As with many patients who have osteosarcoma, Juan Jr. has a long road ahead of him. He is recovering well at his home in the Dominican Republic. As a parent, I am glad that this donation might help in some small way.
The recipient of the umbilical cord
Jocelyn’s umbilical cord is being studied by Dr. Terri Harford, a post doc researcher in the Pediatric Research Center at the Cleveland Clinic Children’s Hospital. According to Dr. Harford, this is the first clinical study looking in-depth for evidence of RSV passing from mom to baby during pregnancy. Dr. Harford is looking for RSV antibodies in cord blood and placenta.
She sent me a nice message through my contact at IIAM:
“Again, thank the mom for us as this tissue (as every donation) is precious to us. We realize the selfless sacrifices the donors are choosing to make in an effort to support our research. We hope to make important discoveries to help improve the treatment of these babies that end up in the ICU with RSV infections.”

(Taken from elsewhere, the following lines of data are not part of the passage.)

PR #4999, opened 2026-05-28
[PROPOSAL] Add support to Mac and Windows at MAUI sample

weslleymurdock:
## Description
Added support to MacCatalyst and Windows in MAUI Sample

## Motivation and Context
Right now the sample has only android & ios targets

## How Has This Been Tested?
It has tested against the sip server used in c# sample

## Types of changes
- [ ] Bug fix (non-breaking change which fixes an issue)
- [x] New feature (non-breaking change which adds functionality)

## Checklist:


sauwming:
The CI test Windows build fails.

weslleymurdock:
I've added the sample project to sln, causing this problem. I'll remove now the push, but i'm thinking, if maybe it would be nice a slnx only for samples, in order to add a job for build the samples, and if possible, split all samples to this new *;slnx and keep only the lib in the  main ,sln

sauwming:
IMO it should be fine to create separate sln for the MAUI sample app, but you don't need to remove the other sample apps from the existing pjproject solution.

weslleymurdock:
~~Okay, i'll do that~~. There is already a sln in `pjsip-apps/src/swig/csharp/pjsua2maui/pjsua2maui.sln`. I'll migrate to slnx, I still have some questions: 

1. ~~Where to put the slnx for maui sample~~ Whats the right place to this sln? 
2. Is valid add a test project, even that project be a ui automated test for maui sample?
3. If the test project creation will be valid, is the creation of a new job to build the pjsip for each platform, in order to build and test the maui sample?

sauwming:
1. The current location seems fine pjsip-apps/src/swig/csharp/pjsua2maui. 
2. Sure, you can add a test project, automated also ok. 
3. If you mean the CI build job, it's optional whether you want to include the project in the CI.

sauwming:
There's still failure in the CI build

sauwming:
This now passes the CI tests, would appreciate if you can check the review above. Thank you.

pjsip-apps/src/swig/csharp/pjsua2maui/pjsua2maui/Platforms/MacCatalyst/Info.plist
```diff
@@ -0,0 +1,76 @@
...
+	<string>LaunchScreen</string>
+	<key>CFBundleName</key>
+	<string>pjsua2maui</string>
+	<key>NSCameraUsageDescription</key>
+	<string>Camera permission required</string>
+	<key>NSMicrophoneUsageDescription</key>
+	<string>Mic permission required</string>
+	<key>NSMicrophoneUsageDescription</key>
+	<string>This app needs access to the microphone to make voip calls.</string>
+	<key>NSCameraUsageDescription </string>
```
sauwming, line 41: **Blocking: malformed XML.** `<key>NSCameraUsageDescription </string>` opens a `<key>` and closes it with `</string>`.

```
$ plutil -lint Info.plist
Info.plist: Close tag on line 41 does not match open tag key
```

Any MacCatalyst build using this file fails outright. Should be `<key>NSCameraUsageDescription</key>` — though see the duplicate-key comment below, this whole entry is redundant with line 35.

pjsip-apps/src/swig/csharp/pjsua2maui/pjsua2maui/Platforms/MacCatalyst/Info.plist
```diff
@@ -0,0 +1,76 @@
...
+<dict>
+    <!-- The Mac App Store requires you specify if the app uses encryption. -->
+    <!-- Please consult https://developer.apple.com/documentation/bundleresources/information_property_list/itsappusesnonexemptencryption -->
+    <!-- <key>ITSAppUsesNonExemptEncryption</key> -->
+    <!-- Please indicate <true/> or <false/> here. -->
+	<!-- App Sandbox must be enabled to distribute a MacCatalyst app through the Mac App Store. -->
+	<key>com.apple.security.app-sandbox</key>
+	<true/>
+	<!-- When App Sandbox is enabled, this value is required to open outgoing network connections. -->
+	<key>com.apple.security.network.client</key>
```
sauwming, line 13: `com.apple.security.app-sandbox` and `com.apple.security.network.client` are *entitlements*, not Info.plist keys. They have no effect here, and they are already correctly declared in `Platforms/MacCatalyst/Entitlements.plist`. Please drop them from Info.plist.

pjsip-apps/src/swig/csharp/pjsua2maui/pjsua2maui/Platforms/MacCatalyst/Info.plist
```diff
@@ -0,0 +1,76 @@
...
+		<string>microphone</string>
+		<string>video-camera</string>
+		<string>opengles-1</string>
+		<string>wifi</string>
+	</array>
+	<key>UIRequiredDeviceCapabilities</key>
+	<array>
+		<string>arm64</string>
+		<string>x64</string>
+	</array>
```
sauwming, line 59: `UIRequiredDeviceCapabilities` is declared twice (48 and 55). Last one wins, so the first list — `microphone`, `video-camera`, `opengles-1`, `wifi` — is silently discarded, which is presumably the opposite of what was intended.

Also `x64` is not a valid `UIRequiredDeviceCapabilities` value (the documented ones are `armv7`, `arm64`, etc.).

Same duplicate-key problem for `NSMicrophoneUsageDescription` (37 and 39) and `NSCameraUsageDescription` (35 and 41). Please keep exactly one entry per key.

pjsip-apps/build/swig_maui_pjsua2.vcxproj
```diff
@@ -0,0 +1,363 @@
...
+        %40echo  - Make sure %27swig%27 is in your PATH environment vars.
+        %40echo  - Add the dependency library locations (e.g: OpenH264) to library search paths in the project settings.
+        %40echo  - Since we are building DLL, make sure the PJSIP library is built using "dynamic" configuration, e.g: Debug-Dynamic, Release-Dynamic.
+        %40echo **************************************************************
+
+        %40echo on
+        %40echo Building pjsua2.dll to $(OutDir)
+        swig -c++ -csharp  -w312 -namespace libpjsua2.maui -I$(ProjectDir)..\..\pjsip\include -I$(ProjectDir)..\..\pjlib\include -o $(OutDir)pjsua2_wrap.cpp %(FullPath)
+        xcopy /Y /I "$(OutDir)*.cs" "$(ProjectDir)pjsua2maui\Platforms\Windows\pjsua2\"
+        copy /Y "$(OutDir)pjsua2.dll" "$(ProjectDir)pjsua2maui\Platforms\Windows\Native\x64\pjsua2.dll"
```
sauwming, line 293: Two problems in these two lines (and repeated at 304-305, 333-334, 345-346):

**1. Wrong destination.** `$(ProjectDir)` here is `pjsip-apps\build\`, so this resolves to `pjsip-apps\build\pjsua2maui\Platforms\Windows\pjsua2\`, which has nothing to do with the app — the MAUI project lives at `pjsip-apps\src\swig\csharp\pjsua2maui\pjsua2maui\`. `xcopy /I` will happily create that bogus tree without complaining, so the generated bindings and `pjsua2.dll` never reach the app. It needs to be `$(ProjectDir)..\src\swig\csharp\pjsua2maui\pjsua2maui\Platforms\Windows\...`.

**2. The DLL doesn't exist yet.** This `copy /Y "$(OutDir)pjsua2.dll"` sits inside the `CustomBuild` step that *generates* `pjsua2_wrap.cpp`, i.e. it runs before compile and link. On a clean build the DLL isn't there yet and the copy fails; on an incremental build it deploys the previous build's DLL. The DLL deployment belongs in a post-build target, not in the SWIG custom build step.

pjsip-apps/build/swig_maui_pjsua2.vcxproj
```diff
@@ -0,0 +1,363 @@
...
+      </Command>
+      <Command Condition="'$(Configuration)|$(Platform)'=='Debug|ARM64'">
+        %40echo off
+        %40echo **************************************************************
+        %40echo  Make sure %27swig%27 is in your PATH environment vars.
+        %40echo **************************************************************
+
+        %40echo on
+        %40echo Building pjsua2.dll to $(OutDir)
+        swig -c++ -csharp  -I$(ProjectDir)..\..\pjsip\include -I$(ProjectDir)..\..\pjlib\include -outdir $(OutDir) -o $(OutDir)pjsua2_wrap.cpp %(FullPath)
```
sauwming, line 303: The ARM64 SWIG invocations (this line and 344) are missing `-namespace libpjsua2.maui`, unlike every x64/Win32 command in this file. The app sources do `using libpjsua2.maui;`, and `win-arm64` is an advertised RID in the csproj, so an ARM64 build generates the bindings into the global namespace and the app then fails to compile.

(For the record: the missing `-outdir` that the Copilot review flagged on these same lines is *not* a bug — SWIG 4.3 defaults the C# output directory to the directory of the `-o` file. Only `-namespace` is actually missing.)

pjsip-apps/build/swig_maui_pjsua2.vcxproj
```diff
@@ -0,0 +1,363 @@
+﻿<?xml version="1.0" encoding="utf-8"?>
```
sauwming, line 1: This new project isn't referenced by `pjproject-vs14.sln` or any other solution — `git grep swig_maui` matches only this file. So it is never built by CI, and never built by anyone just opening the solution, which is why none of the issues above were caught.

Please either add it to `pjproject-vs14.sln` (which would also give us the CI coverage asked for in the review summary), or document in the README exactly how it's meant to be built.

pjproject-vs14.sln
```diff
@@ -2502,6 +2502,95 @@ Global
...
+		{C72F15C3-EF84-912D-5E0E-6DC3CCC33C45}.Release-Static|ARM64.ActiveCfg = Release|Any CPU
+		{C72F15C3-EF84-912D-5E0E-6DC3CCC33C45}.Release-Static|ARM64.Build.0 = Release|Any CPU
+		{C72F15C3-EF84-912D-5E0E-6DC3CCC33C45}.Release-Static|ARM64.Deploy.0 = Release|Any CPU
+		{C72F15C3-EF84-912D-5E0E-6DC3CCC33C45}.Release-Static|Win32.ActiveCfg = Release|Any CPU
+		{C72F15C3-EF84-912D-5E0E-6DC3CCC33C45}.Release-Static|Win32.Build.0 = Release|Any CPU
+		{C72F15C3-EF84-912D-5E0E-6DC3CCC33C45}.Release-Static|Win32.Deploy.0 = Release|Any CPU
+		{C72F15C3-EF84-912D-5E0E-6DC3CCC33C45}.Release-Static|x64.ActiveCfg = Release|Any CPU
+		{C72F15C3-EF84-912D-5E0E-6DC3CCC33C45}.Release-Static|x64.Build.0 = Release|Any CPU
+		{C72F15C3-EF84-912D-5E0E-6DC3CCC33C45}.Release-Static|x64.Deploy.0 = Release|Any CPU
+
```
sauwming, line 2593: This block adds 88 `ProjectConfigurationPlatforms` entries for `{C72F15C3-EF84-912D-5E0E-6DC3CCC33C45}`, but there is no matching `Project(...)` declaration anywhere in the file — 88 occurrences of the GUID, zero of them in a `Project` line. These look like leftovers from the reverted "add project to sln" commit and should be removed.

As a parent, I am glad that this relatively easy donation may help lead to better treatments.
The two remaining grafts
For those of you keeping track, two grafts were transplanted into the leg of a little boy who lives in the Dominican Republic, and the umbilical cord is with Dr. Harford in Cleveland. Vivex confirmed that, at the time of publication of this article, there are still two amniotic membrane grafts that await transplantation.
Why do this?
In 2010, I lost half the blood in my body in childbirth. I received the life-saving gift of donated blood from 11 strangers. These people, and the professionals who support the field, gave me an appreciation for the anonymous medical donations that happen all around us, every day. Donating placenta and umbilical cord is just one small way that I was able to contribute to the health of others in the way that others have done for me.
The birth of our daughter was one of the best things that has ever happened to my family, and being able to donate was a bonus. The process engaged and informed our family. As Jocelyn grows older, I look forward to sharing the story of her donation as we discuss concepts like science, community and medical advancements. From the day she was born, she was already contributing. Tracking these donations was fascinating, and gave us confidence that the decision we made to donate was the right one, and the effort to donate really did make a difference.
For anyone inclined, I recommend donating birth tissue. It was relatively easy for me and very valuable and helpful to the recipients. It’s a donation opportunity that is available all year round and a resolution definitely worth keeping.
If you would like to donate
If you are interested in learning more about options for donating birth tissue in your area, a good place to begin is the AATB’s Accredited Bank Search. You can also call your local Organ Procurement Organization and ask for recommendations.